Return all lines of the records that contain the word "correctly".
○ ○ ○ ○ ○ ○ ○
PR #2369, opened 2022-01-29
Caps lock

tricarbonate:
### Description

When pressing the Caps Lock key, the warning gets immediately shown, but when pressing again, the warning only gets hidden after another key press. This PR aims at hiding the caps lock warning immediately after caps lock is deactivated.


Miodec (changes requested):
This breaks the indicator on a Mac:
 - only shows up after another key is pressed after caps lock
 - goes away after caps lock is pressed again

PR #2392, opened 2022-02-01
Added DMG theme

Usman-Abubakr:
### Description

Added DMG theme. When typing is active, the menu buttons disappear to leave only one, the power indicator.

1 - home

Default color settings:
2 - default

Colorful mode (green errors referencing the screen):
3 - colorful


Miodec (approved):
Thanks

PR #2395, opened 2022-02-02
Update Configuration to handle arrays/ Add new db client

Bruception:
### Description

- Added additional logic to correctly handle arrays in the config.
- Added new Db client

### DIFF
--- a/backend/dao/configuration.js
+++ b/backend/dao/configuration.js
@@ -1,5 +1,5 @@
 const _ = require("lodash");
-const { mongoDB } = require("../init/mongodb");
+const db = require("../init/db");
 const BASE_CONFIGURATION = require("../constants/base-configuration");
 const Logger = require("../handlers/logger.js");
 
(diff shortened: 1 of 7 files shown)


backend/dao/configuration.js
```diff
@@ -84,10 +90,25 @@ class ConfigurationDAO {
...
     return this.configuration;
   }
+
+  static async pushConfiguration(configuration) {
+    if (this.databaseConfigurationUpdated) {
+      return;
+    }
+
+    try {
+      await mongoDB().collection("configuration").replaceOne({}, configuration);
```
Bruception, line 102: Changing this to replace since if there are properties in the live configuration that are not longer in the base, they will not get removed.

backend/init/mongodb.js
```diff
@@ -1,42 +1,7 @@
...
-      })
-      .catch((e) => {
-        console.error(e.message);
-        console.error("FAILED TO CONNECT TO DATABASE. EXITING...");
-        process.exit(1);
-      });
-  },
   mongoDB() {
-    return mongoClient.db(process.env.DB_NAME);
+    return db;
```
Bruception, line 5: Keeping this for backwards compatibility. We can slowly refactor code that uses the old client.

Miodec:
Whats the advantage of the new db client?

Bruception:
> Whats the advantage of the new db client?

It’s purely for refactor purposes. We could add some connection retry logic later on tho. I’m kind of leaning towards using a higher level abstraction from the native mongo driver tho. Using something like mongoose would better help with having clear schemas for our data model.

Miodec (approved):
Thanks

PR #2404, opened 2022-02-03
Added grabbing to the range input

clickers331:
Added the cursor styles for the hover and active states for the range inputs thumb like so:

```
&:hover{
   cursor:grab;
}
&:active{
   cursor:grabbing;
}
```


Miodec:
Thanks

Issue #2375, opened 2022-01-30
Add post request validation to all api endpoints


monkeytypegeorge:
- [x] Config endpoint
- [x] Leaderboard endpoint
- [x] Preset endpoint
- [x] Quotes endpoint
- [x] Result endpoint
- [ ] User endpoint

Bruception:
I can work on this.

PR #2417, opened 2022-02-04
Add results schema validation

Bruception:
### Description

- Added endpoint request validation to the result endpoints.

Related to: #2375


Miodec (approved):
Thanks

PR #2421, opened 2022-02-06
Fixed menu children properties

batsoup804:
##  PR solves:

This aims to fix the backgrounds of menu children. They should be differing in background color however because the css is incorrect it isn't working completely correctly.


Bruception:
Hi could you attach before and after fix screenshots?

Miodec:
The pr looks like this:
image

I tried fixing it by changing the text color:
image


But i dont like either i think. Ill just stick with the version that is live:
image

PR #2423, opened 2022-02-06
Add request validation to user endpoints

### LINKED ISSUE #2375: Add post request validation to all api endpoints

Bruception:
### Description

- Added request validation to user endpoints
- Re-wrote some of the endpoints to follow REST standards.

Closes #2375


src/js/account-controller.js
```diff
@@ -484,7 +484,7 @@ async function signUp() {
     //make sure to do clean up here
     if (createdAuthUser) {
       await createdAuthUser.user.delete();
-      axiosInstance.post("/user/delete", { uid: createdAuthUser.user.uid });
```
Bruception, line 487: Why were we sending `uid` as part of the response? We are reading directly from the decoded token. In prod, the decoded token wont be set based on the response body.

Miodec: Could be a leftover of something, could also be the fact that at the moment of this request being sent, the user doesnt have a token.

Would need to place an exception in there and test.

Bruception: > Could be a leftover of something, could also be the fact that at the moment of this request being sent, the user doesnt have a token/is not signed in.
> 
> Would need to place an exception in there and test.

Even if they are not signed in, they won't be able to pass authentication since the environment is not dev.

Miodec (approved):
Thanks

PR #2424, opened 2022-02-06
added snes theme

Usman-Abubakr:
### Description

Added a SNES theme. Gradient menu buttons, switching to grey when typing.

Home:
1 - home

Default settings:
2 - default

Colorful mode:
3 - colorful


Miodec (approved):
Thanks

PR #6658, opened 2025-06-24
feat: add friend requests and list (@fehmer)

fehmer:
make some friends on monkeytype


K87lk:
What is the point of adding friends if you can not interact with them in any way?

PR #6663, opened 2025-06-25
feat: allow user to use local file as background (@fehmer, @byseif21)

fehmer:
Allow the user to use a local file as custom background without uploading it to the server.

Based on @byseif21 work in #6630, thanks!


frontend/src/ts/pages/settings.ts
```diff
@@ -1076,10 +1091,50 @@ $(
 
 $(
   ".pageSettings .section[data-config-name='customBackgroundSize'] .inputAndButton button.remove"
-).on("click", () => {
+).on("click", async () => {
+  if (Config.customBackground === "localBackgroundFile") {
+    await FileStorage.deleteFile("localBackgroundFile");
```
byseif21: just a small thing when deleting the local background, the input box will still show the previous text. would it be good to add 
```js
 $(".pageSettings .section[data-config-name='customBackgroundSize'] .inputAndButton input.input").val("");
 ```
 or something to clear it  since it's not reusable like the url ? if you understand what i mean

**Comment by byseif21** [comment]
hey @fehmer thanks and yah very nice , just don't we forget to update the setting description too. or you think the aria-label enough ?

File: frontend/src/ts/pages/settings.ts (hunk 1 above)
Comment (fehmer) [reply frontend/src/ts/pages/settings.ts]: yeah, thanks.

**Comment by byseif21** [comment]
also didn't we still need to add a file size check before storing?

**Comment by fehmer** [comment]
hi @byseif21 , thanks for your comments. I updated the description and icon to match the same as "open file" in custom text settings. An upload icon might be confusing.

I don't think we need a file size check, the limit for idb is like 20gig or 10% of the users disc space, so we should be fine.

File: frontend/src/ts/constants/default-config.ts [hunk 2]
```diff
@@ -109,3 +109,5 @@ const obj = {
 export function getDefaultConfig(): Config {
   return deepClone(obj);
 }
+
+export const LocalBackgroundFile = "LocalBackgroundFile";
```
fehmer: don't know where to put, causes circle in `theme-controller`.

PR #6666, opened 2025-06-26
impr(funbox): add lazy mode support per word in polyglot (@byseif21)

### LINKED ISSUE #6665: Lazy mode disabled in Polyglot funbox when any language doesn't support It

- [x] I have cleared my cache

Yes

Yes

Yes

Yes

### Account name

_No response_

### Account config

_No response_

### Current Behavior

When using the Polyglot Funbox with multiple languages, if any of the selected languages does not support Lazy Mode , then Lazy Mode is disabled entirely — even for the other languages that do support it.

### Expected Behavior

Lazy Mode should be applied per word, based on the origin language of each word

### Steps To Reproduce

1- Go to Settings → Funbox → Enable Polyglot mode

2- Select languages: english, arabic

3- Enable Lazy Mode

4- Start a typing test

5- Observe that Lazy Mode is completely disabled, even for arabic words

### Environment

- OS:
- Browser:
- Browser Version:

### Anything else?

_No response_

byseif21:
### Description

closes #6665


frontend/src/ts/test/funbox/funbox-functions.ts
```diff
@@ -687,9 +696,30 @@ const list: Partial<Record<FunboxName, FunboxFunctions>> = {
...
+          wordSet.push(word);
+          wordLazyModeSupport.set(word, supportsLazyMode);
+        }
+      }
+
       Arrays.shuffle(wordSet);
-      return new Wordset(wordSet);
+
+      // compute RTL and ligature info
+      const allRightToLeft = languages.some((lang) => lang.rightToLeft);
```
fehmer: if you want all shouldn't it be `languages.every`, same below

frontend/src/ts/test/funbox/funbox-functions.ts
```diff
@@ -28,10 +28,19 @@ import {
   Layout,
 } from "@monkeytype/contracts/schemas/configs";
 import { Language } from "@monkeytype/contracts/schemas/languages";
+
+// type for polyglot funbox results
+export type PolyglotResult = {
```
fehmer: what about
 
- rename to PolyglotWordset or MultiLanguageWordset.
- make it a class, extend WordSet and change `words: string[];` to `words()=>string[]`
- have a property `wordsWithLanguage` of type `Map<string, Language>`
- have  `words()` returning `wordsWIthLanguages.keys()`
- add property `languageProperties` of type `Map<language,Pick<LanguageObject,   "noLazyMode"|"ligatures"|"rightToLeft">>`

frontend/src/ts/test/funbox/funbox-functions.ts
```diff
@@ -155,6 +157,30 @@ class PseudolangWordGenerator extends Wordset {
...
+type LanguageProperties = Pick<
+  LanguageObject,
+  "noLazyMode" | "ligatures" | "rightToLeft"
+>;
+
+export class PolyglotWordset extends Wordset {
+  public override isPolyglot = true;
+  private wordsWithLanguage: Map<string, Language>;
+  public languageProperties: Map<Language, LanguageProperties>;
+  public wordLazyModeSupport: Map<string, boolean>;
```
fehmer: not needed, we already have this in the languageProperties

frontend/src/ts/test/funbox/funbox-functions.ts
```diff
@@ -155,6 +157,30 @@ class PseudolangWordGenerator extends Wordset {
...
+
+  constructor(
+    wordsWithLanguage: Map<string, Language>,
+    languageProperties: Map<Language, LanguageProperties>,
+    wordLazyModeSupport: Map<string, boolean>
+  ) {
+    // use the keys as the words array for the base Wordset
+    super(Array.from(wordsWithLanguage.keys()));
```
fehmer: not sure if it is needed, but lets suffle the array here once.

frontend/src/ts/test/funbox/funbox-functions.ts
```diff
@@ -687,9 +713,58 @@ const list: Partial<Record<FunboxName, FunboxFunctions>> = {
         throw new WordGenError("");
       }
 
-      const wordSet = languages.flatMap((it) => it.words);
-      Arrays.shuffle(wordSet);
-      return new Wordset(wordSet);
+      // direction conflict check
```
fehmer, line 699: What is the goal here? How is the WordGenError handled?

If all polyglot languages are RTL can we not run the test in RTL mode by e.g. setting the Config.language to the first polyglot language?

frontend/src/ts/test/funbox/funbox-functions.ts
```diff
@@ -687,9 +713,58 @@ const list: Partial<Record<FunboxName, FunboxFunctions>> = {
...
+          { duration: 5 }
+        );
+        throw new WordGenError("");
+      }
+
+      // build array of {word, language, supportsLazyMode}
+      const wordEntries: {
+        word: string;
+        language: Language;
+        supportsLazyMode: boolean;
```
fehmer: not needed, see above

frontend/src/ts/test/funbox/funbox-functions.ts
```diff
@@ -687,9 +713,58 @@ const list: Partial<Record<FunboxName, FunboxFunctions>> = {
...
+          ligatures: lang.ligatures,
+          rightToLeft: lang.rightToLeft,
+        });
+        const supportsLazyMode = !lang.noLazyMode;
+        for (const word of lang.words) {
+          wordEntries.push({ word, language: lang.name, supportsLazyMode });
+        }
+      }
+      // shuffle the array
+      Arrays.shuffle(wordEntries);
```
fehmer: shuffle should do nothing, as maps are not sorted

frontend/src/ts/test/funbox/funbox-functions.ts
```diff
@@ -687,9 +713,58 @@ const list: Partial<Record<FunboxName, FunboxFunctions>> = {
...
+        throw new WordGenError("");
+      }
+
+      // build array of {word, language, supportsLazyMode}
+      const wordEntries: {
+        word: string;
+        language: Language;
+        supportsLazyMode: boolean;
+      }[] = [];
+      const languageProperties = new Map<Language, LanguageProperties>();
```
fehmer: i think we can simplify this 

```typescript
 const languageProperties = new Map(languages.map((lang) => [lang.name, lang]));
 const wordsWithLanguage = new Map(
        languages.flatMap((lang) => lang.words.map((word) => [word, lang.name]))
 );

 return new PolyglotWordset(wordsWithLanguage, languageProperties);
```

frontend/src/ts/test/test-logic.ts
```diff
@@ -456,14 +457,49 @@ export async function init(): Promise<void | null> {
...
+    // in polyglot mode, check if any of the selected languages support lazy mode
+    const polyglotLanguages = Config.customPolyglot;
+
+    // load all selected polyglot languages to check their lazy mode support
+    const languagePromises = polyglotLanguages.map(async (langName) => {
+      try {
+        const lang = await JSONData.getLanguage(langName);
+        return lang;
+      } catch {
+        return null;
```
fehmer: why do we suppress the error?

frontend/src/ts/test/words-generator.ts
```diff
@@ -380,9 +381,18 @@ async function applyBritishEnglishToWord(
...
 
 function applyLazyModeToWord(word: string, language: LanguageObject): string {
-  const allowLazyMode = !language.noLazyMode || Config.mode === "custom";
-  if (Config.lazyMode && allowLazyMode) {
-    word = LazyMode.replaceAccents(word, language.additionalAccents);
+  // in polyglot mode, check the lazy mode support for the specific word
+  if (polyglotWordLazyModeSupport && polyglotWordLazyModeSupport.has(word)) {
+    const supportsLazyMode = polyglotWordLazyModeSupport.get(word);
+    if (supportsLazyMode && Config.lazyMode) {
+      word = LazyMode.replaceAccents(word, language.additionalAccents);
```
fehmer: we need to pass in the actual language from the polyglot word here to use the correct additionalAccents

frontend/src/ts/test/wordset.ts
```diff
@@ -10,6 +10,7 @@ export class Wordset {
   length: number;
   orderedIndex: number;
   shuffledIndexes: number[];
+  public isPolyglot = false;
```
fehmer: superclass should not know about subclasses. Can't we not  use   `instanceof PolyglotWordset` if we want to detect it?

fehmer (changes requested):
hi @byseif21 , nice work so far. Please check my comments

frontend/src/ts/test/funbox/funbox-functions.ts
byseif21: why do you think not needed?  Wordset expects an array, not a map right?

fehmer: I was talking about the shuffle, not the convert to array.

frontend/src/ts/test/funbox/funbox-functions.ts
byseif21: You mean 
```ts
const languageProperties = new Map(
  languages.map((lang) => [
    lang.name,
    {
      noLazyMode: lang.noLazyMode,
      ligatures: lang.ligatures,
      rightToLeft: lang.rightToLeft,
    },
  ])
);

const wordsWithLanguage = new Map(
       languages.flatMap((lang) => lang.words.map((word) => [word, lang.name]))
);

return new PolyglotWordset(wordsWithLanguage, languageProperties);
```
right ?

frontend/src/ts/test/test-logic.ts
byseif21: log it or notify the user?

frontend/src/ts/test/wordset.ts
byseif21: can we use type guard instead ?

frontend/src/ts/test/test-logic.ts
fehmer: like [this](https://github.com/monkeytypegame/monkeytype/blob/e50d5e9cdd3ceee616d2b3310f42e7111822cb9b/frontend/src/ts/test/test-logic.ts#L431) ig

frontend/src/ts/test/words-generator.ts
```diff
@@ -380,6 +381,20 @@ async function applyBritishEnglishToWord(
...
+  // if currentWordset is a PolyglotWordset, use the word's actual language for lazy mode
+  if (currentWordset && currentWordset instanceof PolyglotWordset) {
+    const langName = currentWordset.wordsWithLanguage.get(word);
+    const langProps = langName
+      ? currentWordset.languageProperties.get(langName)
+      : undefined;
+    const allowLazyMode =
+      (langProps && !langProps.noLazyMode) || Config.mode === "custom";
+    if (Config.lazyMode && allowLazyMode) {
+      word = LazyMode.replaceAccents(word, language.additionalAccents);
```
fehmer: should that be
`word = LazyMode.replaceAccents(word, langProps.additionalAccents);`

Miodec (dismissed):
Thanks

PR #6673, opened 2025-06-27
impr(test-screenshot): Show download screenshot button when holding shift on result page (@raaid3)

raaid3:
### Description

Previously, if you shift clicked on the `copy screenshot` button, you could download a screenshot. But many users probably don't know about this because it's not mentioned anywhere on the result page and there are no visual indicators hinting at there being such a feature.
○ ○ ○ ○ ○ ○ ○
## [RESPONSE]
- Added additional logic to correctly handle arrays in the config.
This aims to fix the backgrounds of menu children. They should be differing in background color however because the css is incorrect it isn't working completely correctly.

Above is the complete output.